== Segment start ==

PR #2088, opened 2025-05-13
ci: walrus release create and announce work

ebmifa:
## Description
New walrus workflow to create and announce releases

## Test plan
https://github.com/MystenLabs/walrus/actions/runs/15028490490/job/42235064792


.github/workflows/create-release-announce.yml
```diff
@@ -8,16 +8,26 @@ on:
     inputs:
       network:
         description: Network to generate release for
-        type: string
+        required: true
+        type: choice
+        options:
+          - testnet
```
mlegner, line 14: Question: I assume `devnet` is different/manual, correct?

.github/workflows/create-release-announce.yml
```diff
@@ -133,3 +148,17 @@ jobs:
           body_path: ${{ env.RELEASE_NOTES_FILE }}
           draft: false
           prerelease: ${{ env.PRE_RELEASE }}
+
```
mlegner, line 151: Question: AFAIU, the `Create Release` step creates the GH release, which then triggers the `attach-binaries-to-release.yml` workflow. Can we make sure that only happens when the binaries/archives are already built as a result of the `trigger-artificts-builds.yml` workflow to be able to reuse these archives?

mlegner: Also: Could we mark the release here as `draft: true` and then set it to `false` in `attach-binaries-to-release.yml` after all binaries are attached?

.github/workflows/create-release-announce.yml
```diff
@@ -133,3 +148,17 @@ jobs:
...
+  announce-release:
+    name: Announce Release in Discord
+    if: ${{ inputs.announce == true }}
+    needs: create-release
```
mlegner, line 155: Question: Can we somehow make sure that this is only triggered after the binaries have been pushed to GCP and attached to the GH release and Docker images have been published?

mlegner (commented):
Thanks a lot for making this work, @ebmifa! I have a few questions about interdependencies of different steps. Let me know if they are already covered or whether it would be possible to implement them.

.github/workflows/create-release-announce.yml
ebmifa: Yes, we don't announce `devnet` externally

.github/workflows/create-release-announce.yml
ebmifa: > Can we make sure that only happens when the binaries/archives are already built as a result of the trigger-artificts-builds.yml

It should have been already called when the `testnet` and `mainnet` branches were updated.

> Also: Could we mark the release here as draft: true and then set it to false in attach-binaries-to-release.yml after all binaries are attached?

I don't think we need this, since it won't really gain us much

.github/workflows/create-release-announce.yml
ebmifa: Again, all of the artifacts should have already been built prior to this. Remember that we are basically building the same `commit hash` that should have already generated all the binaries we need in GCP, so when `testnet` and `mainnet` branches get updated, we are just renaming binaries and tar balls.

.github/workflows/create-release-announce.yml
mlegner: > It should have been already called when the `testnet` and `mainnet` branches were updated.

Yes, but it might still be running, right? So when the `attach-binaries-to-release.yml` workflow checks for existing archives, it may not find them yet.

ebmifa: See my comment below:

== Segment end ==
== Segment start ==

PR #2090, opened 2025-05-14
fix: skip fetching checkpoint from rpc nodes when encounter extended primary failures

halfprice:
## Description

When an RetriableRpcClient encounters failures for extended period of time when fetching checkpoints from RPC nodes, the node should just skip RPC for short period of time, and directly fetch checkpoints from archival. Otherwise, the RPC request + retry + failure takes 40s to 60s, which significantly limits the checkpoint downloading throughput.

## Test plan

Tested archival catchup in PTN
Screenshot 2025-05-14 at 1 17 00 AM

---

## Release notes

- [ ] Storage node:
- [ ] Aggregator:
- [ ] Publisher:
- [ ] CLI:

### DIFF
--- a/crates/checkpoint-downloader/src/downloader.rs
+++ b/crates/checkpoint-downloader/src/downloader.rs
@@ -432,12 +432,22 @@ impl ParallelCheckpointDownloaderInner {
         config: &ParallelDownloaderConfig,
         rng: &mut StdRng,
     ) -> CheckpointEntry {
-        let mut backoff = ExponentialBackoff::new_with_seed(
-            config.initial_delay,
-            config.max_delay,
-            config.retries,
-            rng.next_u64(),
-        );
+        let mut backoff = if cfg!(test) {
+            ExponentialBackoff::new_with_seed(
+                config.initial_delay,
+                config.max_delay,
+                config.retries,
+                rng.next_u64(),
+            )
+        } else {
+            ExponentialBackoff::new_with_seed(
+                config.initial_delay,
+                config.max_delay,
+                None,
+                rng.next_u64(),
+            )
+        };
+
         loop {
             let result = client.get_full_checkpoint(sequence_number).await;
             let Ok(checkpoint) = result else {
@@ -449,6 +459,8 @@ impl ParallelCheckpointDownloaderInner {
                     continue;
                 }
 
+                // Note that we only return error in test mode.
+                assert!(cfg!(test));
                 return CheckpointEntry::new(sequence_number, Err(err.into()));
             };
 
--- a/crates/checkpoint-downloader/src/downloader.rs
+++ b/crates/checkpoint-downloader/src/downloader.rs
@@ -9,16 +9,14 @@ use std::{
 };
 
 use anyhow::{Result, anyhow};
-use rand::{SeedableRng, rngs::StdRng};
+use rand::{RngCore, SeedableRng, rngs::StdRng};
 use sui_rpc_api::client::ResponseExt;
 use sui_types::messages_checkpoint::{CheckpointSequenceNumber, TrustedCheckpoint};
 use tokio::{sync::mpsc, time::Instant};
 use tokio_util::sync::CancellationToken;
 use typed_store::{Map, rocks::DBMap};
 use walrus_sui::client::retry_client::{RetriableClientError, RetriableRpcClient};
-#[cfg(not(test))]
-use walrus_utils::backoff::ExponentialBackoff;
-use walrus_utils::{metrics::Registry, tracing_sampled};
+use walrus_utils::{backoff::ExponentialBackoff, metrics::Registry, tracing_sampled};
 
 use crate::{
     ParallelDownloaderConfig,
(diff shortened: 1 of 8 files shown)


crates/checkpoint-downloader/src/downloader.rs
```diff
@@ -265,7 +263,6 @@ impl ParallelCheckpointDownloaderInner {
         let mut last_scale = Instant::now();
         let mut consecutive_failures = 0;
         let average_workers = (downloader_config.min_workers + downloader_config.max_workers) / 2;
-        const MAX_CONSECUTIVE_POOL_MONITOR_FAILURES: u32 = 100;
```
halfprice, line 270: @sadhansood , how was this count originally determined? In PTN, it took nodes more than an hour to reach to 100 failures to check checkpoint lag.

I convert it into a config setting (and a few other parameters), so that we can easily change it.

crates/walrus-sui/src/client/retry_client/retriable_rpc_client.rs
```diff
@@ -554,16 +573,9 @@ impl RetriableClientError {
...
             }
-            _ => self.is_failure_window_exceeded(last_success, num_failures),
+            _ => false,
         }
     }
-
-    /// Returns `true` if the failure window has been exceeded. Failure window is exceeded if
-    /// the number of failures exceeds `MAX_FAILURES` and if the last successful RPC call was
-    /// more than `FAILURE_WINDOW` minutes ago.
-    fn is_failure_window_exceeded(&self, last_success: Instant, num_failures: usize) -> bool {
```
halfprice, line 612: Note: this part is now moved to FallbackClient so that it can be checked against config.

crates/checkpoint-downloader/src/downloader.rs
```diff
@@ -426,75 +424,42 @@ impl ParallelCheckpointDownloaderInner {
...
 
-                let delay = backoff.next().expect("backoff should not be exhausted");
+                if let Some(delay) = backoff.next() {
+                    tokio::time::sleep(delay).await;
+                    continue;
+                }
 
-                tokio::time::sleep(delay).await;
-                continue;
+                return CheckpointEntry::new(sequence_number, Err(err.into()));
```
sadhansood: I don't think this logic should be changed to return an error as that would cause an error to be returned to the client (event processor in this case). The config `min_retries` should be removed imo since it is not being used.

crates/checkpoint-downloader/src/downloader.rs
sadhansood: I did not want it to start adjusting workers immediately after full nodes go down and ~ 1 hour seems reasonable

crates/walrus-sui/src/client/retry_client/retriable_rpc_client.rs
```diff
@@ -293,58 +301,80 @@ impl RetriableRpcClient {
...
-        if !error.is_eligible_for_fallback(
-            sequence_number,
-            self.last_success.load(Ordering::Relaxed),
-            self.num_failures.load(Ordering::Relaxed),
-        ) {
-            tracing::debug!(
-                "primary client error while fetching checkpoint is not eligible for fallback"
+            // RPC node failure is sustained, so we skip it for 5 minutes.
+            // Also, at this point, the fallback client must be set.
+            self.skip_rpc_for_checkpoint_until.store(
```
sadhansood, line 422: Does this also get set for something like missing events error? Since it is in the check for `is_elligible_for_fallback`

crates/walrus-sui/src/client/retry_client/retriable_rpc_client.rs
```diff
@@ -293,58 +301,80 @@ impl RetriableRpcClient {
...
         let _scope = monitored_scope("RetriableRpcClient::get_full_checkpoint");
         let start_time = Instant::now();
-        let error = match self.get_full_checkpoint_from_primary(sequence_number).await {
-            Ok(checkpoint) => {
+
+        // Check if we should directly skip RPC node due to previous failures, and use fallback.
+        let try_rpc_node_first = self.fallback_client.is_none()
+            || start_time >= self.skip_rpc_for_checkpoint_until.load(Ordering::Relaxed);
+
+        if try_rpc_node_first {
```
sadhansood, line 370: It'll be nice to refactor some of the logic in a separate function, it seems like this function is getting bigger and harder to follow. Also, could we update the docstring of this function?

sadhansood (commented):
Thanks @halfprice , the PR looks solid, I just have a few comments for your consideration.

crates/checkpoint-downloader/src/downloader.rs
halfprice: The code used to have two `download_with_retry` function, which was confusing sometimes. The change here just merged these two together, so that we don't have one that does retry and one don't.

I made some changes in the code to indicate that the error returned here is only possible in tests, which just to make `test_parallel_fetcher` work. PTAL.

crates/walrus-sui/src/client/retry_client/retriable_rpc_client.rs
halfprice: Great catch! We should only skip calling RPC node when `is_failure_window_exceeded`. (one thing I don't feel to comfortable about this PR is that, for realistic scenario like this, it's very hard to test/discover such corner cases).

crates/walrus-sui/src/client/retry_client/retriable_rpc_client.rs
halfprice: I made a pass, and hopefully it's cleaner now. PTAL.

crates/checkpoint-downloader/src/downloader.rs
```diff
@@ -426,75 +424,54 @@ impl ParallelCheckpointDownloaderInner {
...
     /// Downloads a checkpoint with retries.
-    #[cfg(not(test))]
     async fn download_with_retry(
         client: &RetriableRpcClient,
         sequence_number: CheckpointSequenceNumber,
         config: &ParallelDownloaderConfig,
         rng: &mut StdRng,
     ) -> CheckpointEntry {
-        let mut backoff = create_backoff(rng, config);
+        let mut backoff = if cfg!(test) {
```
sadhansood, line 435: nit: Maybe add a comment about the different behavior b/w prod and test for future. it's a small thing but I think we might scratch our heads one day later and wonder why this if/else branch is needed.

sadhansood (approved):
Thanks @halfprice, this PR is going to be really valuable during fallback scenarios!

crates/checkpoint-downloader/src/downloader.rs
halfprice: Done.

== Segment end ==

The lines above that hold the word "Instant" should be found and copied out.

 use tokio::{sync::mpsc, time::Instant};
         let mut last_scale = Instant::now();
-    fn is_failure_window_exceeded(&self, last_success: Instant, num_failures: usize) -> bool {
         let start_time = Instant::now();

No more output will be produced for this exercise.